The team trained an OFA convolutional neural network (CNN)—commonly utilized for image-processing tasks—with versatile architectural configurations, including varying numbers of layers and "neurons," diverse filter sizes, and different input image resolutions. When presented with a specific platform, the system uses the OFA as the search space to identify the optimal subnetwork based on accuracy and latency tradeoffs that correspond to the platform's power and speed limitations. For an IoT device, for instance, the system will identify a smaller subnetwork. For smartphones, it will select larger subnetworks, but with different structures depending on individual battery life and computational resources. OFA separates model training from architecture search, distributing the one-time training cost across numerous inference hardware platforms and resource constraints.
This approach relies on a "progressive shrinking" algorithm that efficiently trains the OFA network to support all subnetworks simultaneously. It begins by training the full network at maximum size, then progressively reduces the network dimensions to include smaller subnetworks. Smaller subnetworks are trained with assistance from larger subnetworks, enabling them to develop together. Ultimately, all subnetworks of different sizes are supported, allowing rapid specialization based on the platform's power and speed constraints. It supports many hardware devices with zero training cost when adding a new device.
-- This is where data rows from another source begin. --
PR #8133, opened 2024-09-11
[Discover] Adding Recent Datasets

sejli:
### Description

Adds recent datasets to dataset selector. Also fixes an issue where we were able to select an index without specifying a time field option.

image

image

## Changelog

- feat: Adds recently selected data to data selector

### Check List

- [ ] All tests pass
  - [ ] `yarn test:jest`

### DIFF
--- a/src/plugins/data/public/query/query_string/dataset_service/dataset_service.ts
+++ b/src/plugins/data/public/query/query_string/dataset_service/dataset_service.ts
@@ -4,6 +4,7 @@
  */
 
 import { CoreStart } from 'opensearch-dashboards/public';
+import LRUCache from 'lru-cache';
 import {
   Dataset,
   DataStructure,
@@ -22,6 +23,7 @@ export class DatasetService {
   private indexPatterns?: IndexPatternsContract;
   private defaultDataset?: Dataset;
   private typesRegistry: Map<string, DatasetTypeConfig> = new Map();
+  private recentDatasets: LRUCache<string, Dataset> = new LRUCache({ max: 4 });
 
   constructor(
     private readonly uiSettings: CoreStart['uiSettings'],
@@ -59,6 +61,22 @@ export class DatasetService {
 
   public getDefault(): Dataset | undefined {
     return this.defaultDataset;
+  }
+
+  public getRecentDataset(dataset: string | undefined): Dataset | undefined {
+    if (dataset) {
+      return this.recentDatasets.get(dataset);
+    }
+  }
+
+  public getRecentDatasets(): Dataset[] {
+    return Array.from(this.recentDatasets.values());
+  }
+
+  public addRecentDataset(dataset: Dataset | undefined): void {
+    if (dataset) {
+      this.recentDatasets.set(dataset.id, dataset);
+    }
   }
 
   public async cacheDataset(dataset: Dataset): Promise<void> {
--- a/src/plugins/data/public/query/query_string/dataset_service/dataset_service.ts
+++ b/src/plugins/data/public/query/query_string/dataset_service/dataset_service.ts
@@ -78,12 +78,6 @@ export class DatasetService {
     }
   }
 
-  public getRecentDataset(datasetID: string | undefined): Dataset | undefined {
-    if (datasetID) {
-      return this.recentDatasets.get(datasetID);
-    }
-  }
-
   public getRecentDatasets(): Dataset[] {
     return this.recentDatasets.values();
   }
--- a/src/plugins/data/public/query/query_string/dataset_service/dataset_service.ts
+++ b/src/plugins/data/public/query/query_string/dataset_service/dataset_service.ts
@@ -23,7 +23,7 @@ export class DatasetService {
   private indexPatterns?: IndexPatternsContract;
   private defaultDataset?: Dataset;
   private typesRegistry: Map<string, DatasetTypeConfig> = new Map();
-  private recentDatasets: LRUCache<string, Dataset> = new LRUCache({ max: 4 });
+  private recentDatasets: LRUCache<string, Dataset>;
 
   constructor(
     private readonly uiSettings: CoreStart['uiSettings'],
@@ -32,6 +32,9 @@ export class DatasetService {
     if (this.uiSettings.get(UI_SETTINGS.QUERY_ENHANCEMENTS_ENABLED)) {
       this.registerDefaultTypes();
     }
+    this.recentDatasets = new LRUCache({
+      max: this.uiSettings.get(UI_SETTINGS.SEARCH_MAX_RECENT_DATASETS) ?? 4,
+    });
   }
 
   /**
@@ -63,9 +66,9 @@ export class DatasetService {
     return this.defaultDataset;
   }
 
-  public getRecentDataset(dataset: string | undefined): Dataset | undefined {
-    if (dataset) {
-      return this.recentDatasets.get(dataset);
+  public getRecentDataset(datasetID: string | undefined): Dataset | undefined {
+    if (datasetID) {
+      return this.recentDatasets.get(datasetID);
     }
   }
 
--- a/src/plugins/data/public/query/query_string/dataset_service/dataset_service.ts
+++ b/src/plugins/data/public/query/query_string/dataset_service/dataset_service.ts
@@ -35,6 +35,7 @@ export class DatasetService {
     this.recentDatasets = new LRUCache({
       max: this.uiSettings.get(UI_SETTINGS.SEARCH_MAX_RECENT_DATASETS),
     });
+    this.deserializeRecentDatasets();
   }
 
   /**
@@ -66,6 +67,17 @@ export class DatasetService {
     return this.defaultDataset;
   }
 
+  private serializeRecentDatasets(): void {
+    this.sessionStorage.set('recentDatasets', this.getRecentDatasets());
+  }
+
+  private deserializeRecentDatasets(): void {
+    const cacheData = this.sessionStorage.get('recentDatasets');
+    if (cacheData) {
+      cacheData.forEach((dataset: Dataset) => this.addRecentDataset(dataset, false));
+    }
+  }
+
   public getRecentDataset(datasetID: string | undefined): Dataset | undefined {
     if (datasetID) {
       return this.recentDatasets.get(datasetID);
@@ -73,12 +85,15 @@ export class DatasetService {
   }
 
   public getRecentDatasets(): Dataset[] {
-    return Array.from(this.recentDatasets.values());
+    return this.recentDatasets.values();
   }
 
-  public addRecentDataset(dataset: Dataset | undefined): void {
+  public addRecentDataset(dataset: Dataset | undefined, serialize: boolean = true): void {
     if (dataset) {
       this.recentDatasets.set(dataset.id, dataset);
+    }
+    if (serialize) {
+      this.serializeRecentDatasets();
     }
   }
 
--- a/src/plugins/data/public/query/query_string/dataset_service/dataset_service.ts
+++ b/src/plugins/data/public/query/query_string/dataset_service/dataset_service.ts
@@ -33,7 +33,7 @@ export class DatasetService {
       this.registerDefaultTypes();
     }
     this.recentDatasets = new LRUCache({
-      max: this.uiSettings.get(UI_SETTINGS.SEARCH_MAX_RECENT_DATASETS) ?? 4,
+      max: this.uiSettings.get(UI_SETTINGS.SEARCH_MAX_RECENT_DATASETS),
     });
   }
 
--- a/src/plugins/data/public/ui/dataset_selector/dataset_selector.tsx
+++ b/src/plugins/data/public/ui/dataset_selector/dataset_selector.tsx
@@ -17,9 +17,10 @@ import { FormattedMessage } from '@osd/i18n/react';
 import React, { useCallback, useEffect, useMemo, useRef, useState } from 'react';
 import { toMountPoint } from '../../../../opensearch_dashboards_react/public';
 import { Dataset, DEFAULT_DATA } from '../../../common';
-import { getQueryService } from '../../services';
 import { IDataPluginServices } from '../../types';
 import { AdvancedSelector } from './advanced_selector';
+import { getQueryService } from '../../services';
+import { DatasetServiceContract } from '../../query';
 
 interface DatasetSelectorProps {
   selectedDataset?: Dataset;
@@ -44,7 +45,7 @@ export const DatasetSelector = ({
 }: DatasetSelectorProps) => {
   const isMounted = useRef(false);
   const [isOpen, setIsOpen] = useState(false);
-  const [datasets, setDatasets] = useState<Dataset[]>([]);
+  const [datasets, setDatasets] = useState<Array<{ dataset: Dataset; recent: boolean }>>([]);
   const { overlays } = services;
   const datasetService = getQueryService().queryString.getDatasetService();
   const datasetIcon =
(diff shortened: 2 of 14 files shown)


src/plugins/data/public/query/query_string/dataset_service/dataset_service.ts
```diff
@@ -4,6 +4,7 @@
  */
 
 import { CoreStart } from 'opensearch-dashboards/public';
+import LRUCache from 'lru-cache';
```
ashwin-pc, line 7: Damm didnt know we had his package already available!

src/plugins/data/public/query/query_string/dataset_service/dataset_service.ts
```diff
@@ -62,6 +64,22 @@ export class DatasetService {
     return this.defaultDataset;
   }
 
+  public getRecentDataset(dataset: string | undefined): Dataset | undefined {
```
ashwin-pc, line 67:
```suggestion
  public getRecentDataset(id: string | undefined): Dataset | undefined {
```
or `datasetId` passing in a  dataset and getting a dataset doesnt make sense right?

src/plugins/data/public/query/query_string/dataset_service/dataset_service.ts
```diff
@@ -62,6 +64,22 @@ export class DatasetService {
...
+    if (dataset) {
+      return this.recentDatasets.get(dataset);
+    }
+  }
+
+  public getRecentDatasets(): Dataset[] {
```
ashwin-pc, line 73: it would be nice if we can specify a number a limit to that, default can be no limit. This will help us show this in other places such as the advanced selector without modifications

src/plugins/data/public/query/query_string/dataset_service/dataset_service.ts
ashwin-pc, line 1: Can you add unit tests for these?

src/plugins/data/public/ui/dataset_selector/dataset_selector.tsx
```diff
@@ -99,22 +99,41 @@ export const DatasetSelector = ({
...
+      const label = dataSource ? `${dataSource.title}::${title}` : title;
+      recentlySelected.push({
+        label,
+        checked: id === selectedDataset?.id ? 'on' : undefined,
+        key: id,
+        prepend: <EuiIcon type={datasetService.getType(type)!.meta.icon.type} />,
+      });
+    });
+    if (recentlySelected.length > 1) {
+      newOptions.unshift(...recentlySelected);
```
ashwin-pc, line 118: Nit: Cant these simply be appended before index patterns?

src/plugins/data/public/ui/dataset_selector/dataset_selector.tsx
```diff
@@ -99,22 +99,41 @@ export const DatasetSelector = ({
...
   }, [datasets, selectedDataset?.id, datasetService]);
 
   const handleOptionChange = useCallback(
     (newOptions: EuiSelectableOption[]) => {
       const selectedOption = newOptions.find((option) => option.checked === 'on');
       if (selectedOption) {
-        const foundDataset = datasets.find((dataset) => dataset.id === selectedOption.key);
+        const foundDataset =
+          datasets.find((dataset) => dataset.id === selectedOption.key) ??
+          datasetService.getRecentDataset(selectedOption.key);
```
ashwin-pc, line 129: Cant the recents be added along with the fetched datasets so that we have a single source of truth and avoids adding another dependency to the useCallback hook?

ashwin-pc (commented):
Nice! Can we add some tests for this feature so that we can be sure that these dont break as we fix more things?

ashwin-pc:
How are you limiting the recents?

src/plugins/data/public/ui/dataset_selector/dataset_selector.tsx
```diff
@@ -99,22 +99,41 @@ export const DatasetSelector = ({
         prepend: <EuiIcon type={datasetService.getType(type)!.meta.icon.type} />,
       });
     });
-
+    const recentlySelected: EuiSelectableOption[] = [
+      {
+        label: 'Recently Selected Data',
```
kavilla, line 104: Shouldn't this be `Recently selected data`

Screenshot 2024-09-12 at 2 20 51 PM

src/plugins/data/public/ui/dataset_selector/dataset_selector.tsx
kavilla: +1. 

also do we know if we want to display this drop down with two checkmarks? or if the recents contain a dataset id then we won't display the dataset within the original type?

For example, if they have an index pattern like `sample_data_logs` and they select it. then `sample_data_logs` will display only in the recents section with a section and the index patterns section will not have `sample_data_logs`.

or did we want two checkmarks with `sample_data_logs` existing in both places?

src/plugins/data/public/ui/dataset_selector/dataset_selector.tsx
kavilla: +1

src/plugins/data/public/ui/dataset_selector/index.tsx
```diff
@@ -18,6 +18,7 @@ const ConnectedDatasetSelector = ({ onSubmit }: ConnectedDatasetSelectorProps) =
   const { services } = useOpenSearchDashboards<IDataPluginServices>();
   const queryString = services.data.query.queryString;
   const initialDataset = queryString.getQuery().dataset || queryString.getDefaultQuery().dataset;
+  services.data.query.queryString.getDatasetService().addRecentDataset(initialDataset);
```
kavilla, line 21:
```typescript
queryString.getDatasetService().addRecentDataset(initialDataset);
```

src/plugins/data/public/ui/dataset_selector/index.tsx
```diff
@@ -34,6 +35,7 @@ const ConnectedDatasetSelector = ({ onSubmit }: ConnectedDatasetSelectorProps) =
       const query = queryString.getInitialQueryByDataset(dataset);
       queryString.setQuery(query);
       onSubmit!(queryString.getQuery());
+      services.data.query.queryString.getDatasetService().addRecentDataset(dataset);
```
kavilla, line 38:
```typescript
queryString.getDatasetService().addRecentDataset(initialDataset);
```

src/plugins/data/public/query/query_string/dataset_service/dataset_service.ts
kavilla: +1, UI settings is already passed in. we could just add a new advanced setting

src/plugins/data/public/ui/dataset_selector/index.tsx
kavilla: @ashwin-pc do you think we should be just handling this is the query string manager? like updating the recents based on the query?

src/plugins/data/public/ui/dataset_selector/dataset_selector.tsx
sejli: The `datasets` state in this file is fetched using `fetchDatasets()`, which just calls the `fetch()` function for index patterns. Since it is just an array of index patterns, we would need to identify which datasets in the array belong to the index pattern section and the recently selected datasets section. I separated them here because it's possible that the recent datasets are not index patterns. To use a single source of truth, I think the easiest way would be to build the options array in `fetchDatasets()` such that the `datasets` state already contains the labels differentiating the two sections in the array. Open to other suggestions though.

src/plugins/data/public/ui/dataset_selector/dataset_selector.tsx
ashwin-pc: Thats a good callout. For simplicity I think we should deduplicate it and show it only in the recents. That way showing the check mark will also be easier

src/plugins/data/public/ui/dataset_selector/index.tsx
ashwin-pc: Yes that would make it less prone to issues like when datasets are selected using ways that arent the dataset selector. Wouldnt block on that being a requirement, but that is a cleaner approach

src/plugins/data/public/query/query_string/dataset_service/dataset_service.ts
```diff
@@ -31,6 +33,9 @@ export class DatasetService {
     if (this.uiSettings.get(UI_SETTINGS.QUERY_ENHANCEMENTS_ENABLED)) {
       this.registerDefaultTypes();
     }
+    this.recentDatasets = new LRUCache({
+      max: this.uiSettings.get(UI_SETTINGS.SEARCH_MAX_RECENT_DATASETS) ?? 4,
```
kavilla, line 37: nit: could this actually be undefined?

sejli: While running tests, `uiSettings` has everything set to be `jest.fn()`, which is the only place where it would be undefined. Could override the original `uiSettings` mock such that `uiSettings.get()` returns `4`, would that be better practice?

ashwin-pc: yes, dont change the UI implementation to meet a test infrastructure gap if possible.

src/plugins/data/public/query/query_string/dataset_service/dataset_service.ts
```diff
@@ -62,6 +67,22 @@ export class DatasetService {
...
+    if (datasetID) {
+      return this.recentDatasets.get(datasetID);
+    }
+  }
+
+  public getRecentDatasets(): Dataset[] {
+    return Array.from(this.recentDatasets.values());
+  }
+
+  public addRecentDataset(dataset: Dataset | undefined): void {
```
kavilla, line 80: do you think instead of relying on the UI component for setting the dataset the recent dataset is the one that is used? so like nobody could add recent dataset they can only access the recent data sets?

kavilla (approved):

src/plugins/data/public/ui/dataset_selector/index.tsx
kavilla: @sejli maybe could be an open issue

src/plugins/data/public/ui/dataset_selector/configurator.tsx
```diff
@@ -165,6 +165,7 @@ export const Configurator = ({
             onConfirm(dataset);
           }}
           fill
+          disabled={timeFields && timeFields.length > 0 && timeFieldName === undefined}
```
paulstn, line 168: nit: but couldn't you combine the first two expressions down to `timeFields?.length > 0`. 
do you think that the way you did it would be better style?

src/plugins/data/public/ui/dataset_selector/dataset_selector.tsx
```diff
@@ -57,15 +58,26 @@ export const DatasetSelector = ({
...
+    ];
+    setDatasets(allDatasets);
 
     // If no dataset is selected, select the first one
     if (!selectedDataset && fetchedDatasets.length > 0) {
-      setSelectedDataset(fetchedDatasets[0]);
+      setSelectedDataset(
+        allDatasets.filter((ds) => ds.recent)[0].dataset ??
+          allDatasets.filter((ds) => !ds.recent)[0].dataset
+      );
```
joshuali925, line 80: is the second filter needed? since if there's no recent datasets, then every dataset should satisfy `!ds.recent`

also recent datasets are added at first anyways, this is just `allDatasets[0].dataset`?

src/plugins/data/public/query/query_string/dataset_service/dataset_service.ts
```diff
@@ -23,6 +24,7 @@ export class DatasetService {
   private indexPatterns?: IndexPatternsContract;
   private defaultDataset?: Dataset;
   private typesRegistry: Map<string, DatasetTypeConfig> = new Map();
+  private recentDatasets: LRUCache<string, Dataset>;
```
joshuali925, line 27: is this just in memory or stored in some storage?

src/plugins/data/public/ui/dataset_selector/dataset_selector.tsx
```diff
@@ -57,15 +58,26 @@ export const DatasetSelector = ({
...
     const fetchedDatasets =
       fetchedIndexPatternDataStructures.children?.map((pattern) =>
         typeConfig.toDataset([pattern])
       ) ?? [];
-    setDatasets(fetchedDatasets);
+    const filteredFetchedDatasets = fetchedDatasets.filter(
+      (dataset) => !recentDatasets.some((ds) => ds.id === dataset.id)
+    );
+    const allDatasets = [
+      ...recentDatasets.map((ds) => ({ dataset: ds, recent: true })),
```
joshuali925, line 70: would there be invalid/outdated datasets? should we check and make sure every recent dataset appears in the fetchedDatasets?

src/plugins/data/public/query/query_string/dataset_service/dataset_service.ts
sejli: Currently, we'll just store it in memory.

src/plugins/data/public/ui/dataset_selector/configurator.tsx
ashwin-pc: This will conflict with your time field fixes PR. use the logic from there.

src/plugins/data/public/query/query_string/dataset_service/dataset_service.ts
```diff
@@ -31,6 +33,9 @@ export class DatasetService {
     if (this.uiSettings.get(UI_SETTINGS.QUERY_ENHANCEMENTS_ENABLED)) {
       this.registerDefaultTypes();
     }
+    this.recentDatasets = new LRUCache({
```
ashwin-pc, line 36: We should store this in session storage so that when the user returns we can show them this. Not a blocker for this PR, but if we are skipping this, lets add a fast follow. Recent datasets are not very useful if they dont persist across my session

src/plugins/data/public/query/query_string/dataset_service/dataset_service.ts
ashwin-pc: +1 Again not a blocker for this PR, but we should add a fast follow to do this automatically when a dataset is set in the query manager. additionally if we dont want certain setQuery.dataset calls to update the LRU cache, we can always pass a option to not cache it. This can be used for on page load updates that load the default dataset on page load if no dataset is present in the URL. 

This will be a source of bugs in the future when someone in another app or usecase forgets to call this.

src/plugins/data/public/ui/dataset_selector/dataset_selector.tsx
```diff
@@ -57,15 +58,26 @@ export const DatasetSelector = ({
...
 
+    const recentDatasets = datasetService.getRecentDatasets();
     const fetchedDatasets =
       fetchedIndexPatternDataStructures.children?.map((pattern) =>
         typeConfig.toDataset([pattern])
       ) ?? [];
-    setDatasets(fetchedDatasets);
+    const filteredFetchedDatasets = fetchedDatasets.filter(
+      (dataset) => !recentDatasets.some((ds) => ds.id === dataset.id)
+    );
```
ashwin-pc, line 68:
```suggestion
    const recentDatasetIds = new Set(recentDatasets.map(ds => ds.id));

    const filteredFetchedDatasets = fetchedDatasets.filter(
      dataset => !recentDatasetIds.has(dataset.id)
   );
```
nit: slightly easier to read

src/plugins/data/public/ui/dataset_selector/dataset_selector.tsx
ashwin-pc: No, because fetched datasets only contain index patterns

ashwin-pc (commented):
Lemme know what you think about my comments on:
1. Caching the recent datasets in the session storage
2. Adding to recent datasets when the query in the query string manager is updated

src/plugins/data/public/query/query_string/dataset_service/dataset_service.ts
kavilla: +1

yeah I agree i think sean and i had similar idea. we should def backlog an item posting.

copy pasta for transparency:

-------
in the interest of timelines, potential approach use hook for setRecentDatasets and then a new const recentOptions to useMemo and then join the the options in the html component

* **create backlog issue**: storing the datasets created in the dataset service
  * new function in dataset service like `getDatasets()`
  * populate the selector for all the datasets. when users create a dataset it stores the dataset service and updates the LRU recent datasets. when user select a dataset it will update the LRU recent datasets. 
  * can use the session storage to store datasets since it data structure could be of type `DATASET`. 
  * when the user opens the dataset selector for the first time it calls getRecentDatasets and and getDatasets from the data service. then subsequent calls will just be the get recent datasets.
* **benefits**: dataset service is a single source of truth of recent datasets and datasets. another plugin can access the datasets without using our component. we can easily update the session id in the dataset service without the query state being updated.

joshuali925 (dismissed):

joshuali925 (approved):

ananzh (approved):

In total, the researchers discovered that one OFA can encompass more than 10 quintillion—that's a 1 followed by 19 zeros—architectural configurations, covering probably all platforms ever needed. However, training the OFA and searching it ultimately proves far more efficient than spending hours training each neural network individually for every platform. Moreover, OFA doesn't compromise accuracy or inference efficiency. Instead, it delivers state-of-the-art ImageNet accuracy on mobile devices. And when compared with state-of-the-art industry-leading CNN models, the researchers assert that OFA provides 1.5-2.6 times speedup, with superior accuracy.
"This represents breakthrough technology," Han states. "If we want to run powerful AI on consumer devices, we must discover ways to shrink AI down to size."
"The model demonstrates remarkable compactness. I'm thrilled to see OFA continuing to push the boundaries of efficient deep learning on edge devices," notes Chuang Gan, a researcher at the MIT-IBM Watson AI Lab and co-author of the paper.
"If rapid progress in AI is to continue, we must reduce its environmental impact," emphasizes John Cohn, an IBM fellow and member of the MIT-IBM Watson AI Lab. "The advantage of developing methods to make AI models smaller and more efficient is that these models may also perform better."